Which lines run from the one containing "pwd = args[0];" to the end of the entries? Quote them exactly, and nothing else.

(Stored data entries)
------------------------------------------------

PR #4912, opened 2017-02-16
Attempt to ease `processing.java` argument passing

kritixilithos:
It should be noted that I speak for Processing on macOS.

In command-line Processing, `processing-java`, the argument for the sketch folder `--sketch=` has to be the full path to that directory, and this can get quite cumbersome. Digging in, I found that the reason was this [line] where the program changes directory and the origin of the directory passed in as an argument is lost.

I'll show you what I mean. Say you're in a directory `~` and you run `processing-java --sketch=test_sketch --run`, you get an error message saying that `test_sketch` cannot be found. Even when you prepend `~/` to the sketch name, you still get a similar error message. But only when you type everything out `/Users/user_name/test_sketch` will you be able to run the program. My Pull Request aims to solve this issue.

First of all, I replace all `~`s with `$HOME`s. Then I check if the sketch directory is valid. If it is, no problem. Otherwise, we prepend the directory from which the command was called.

You can see that this also modifies the `output`. The reason is similar. If you don't specify the full directory for the output folder, it will end up being wherever your [`javaRoot`](https://github.com/processing/processing/blob/a395991e7d9036f979dd77267a641f467cdfd93b/app/src/processing/app/tools/InstallCommander.java#L99) is. So I apply a similar, but simpler, logic for `--output`.

> Note: I have tested this by editing the `processing-java` directly in Bash and it has worked successfully (or at least as far as I can tell). But I haven't tested this Java code in `InstallCommander.java` (because I don't know how).

### DIFF
--- a/app/src/processing/app/tools/InstallCommander.java
+++ b/app/src/processing/app/tools/InstallCommander.java
@@ -94,7 +94,9 @@ public class InstallCommander implements Tool {
                    "    if [ \"$ARG\" = \"--build\" ]; then\n" +
                    "        OPTION_FOR_HEADLESS_RUN=\"-Djava.awt.headless=true\"\n" +
                    "    fi\n" +
-                   "done\n\n");
+                   "done\n" +
+                   "args=($(pwd) $@)\n" +
+                   "set -- ${args[*]}\n\n");
 
       String javaRoot = Platform.getContentFile(".").getCanonicalPath();
 
--- a/build/linux/processing
+++ b/build/linux/processing
@@ -13,6 +13,11 @@
 # Thanks to Ferdinand Kasper for this build script. [fry]
 
 
+# Make pwd as the first arg
+args=($(pwd) $@)
+set -- ${args[*]}
+
+
 # JARs required from JDK (anywhere in/below the JDK home directory)
 JDKLIBS="rt.jar"
 
--- a/java/src/processing/mode/java/Commander.java
+++ b/java/src/processing/mode/java/Commander.java
@@ -210,6 +210,11 @@ public class Commander implements RunnerListener {
       } else if (arg.startsWith(outputArg)) {
         outputSet = true;
         outputPath = arg.substring(outputArg.length());
+        outputPath = outputPath.replaceAll("~", System.getProperty("user.home"));
+        // Relative paths
+        if (!outputPath.matches("^(\\$|\\/).*")) {
+          outputPath = pwd + "/" + outputPath;
+        }
 
       } else if (arg.equals(forceArg)) {
         force = true;
--- a/java/src/processing/mode/java/Commander.java
+++ b/java/src/processing/mode/java/Commander.java
@@ -101,6 +101,14 @@ public class Commander implements RunnerListener {
     int task = HELP;
     boolean embedJava = true;
 
+    // Contains the current path
+    String pwd = "";
+    // Only for MacOS and Linux
+    if (!Platform.isWindows() && args.length > 0) {
+      pwd = args[0];
+      args[0] = "";
+    }
+
     try {
       if (Platform.isWindows()) {
         // On Windows, it needs to use the default system encoding.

------------------------------------------------

TASK OUTPUT:
+      pwd = args[0];
+      args[0] = "";
+    }
+
     try {
       if (Platform.isWindows()) {
         // On Windows, it needs to use the default system encoding.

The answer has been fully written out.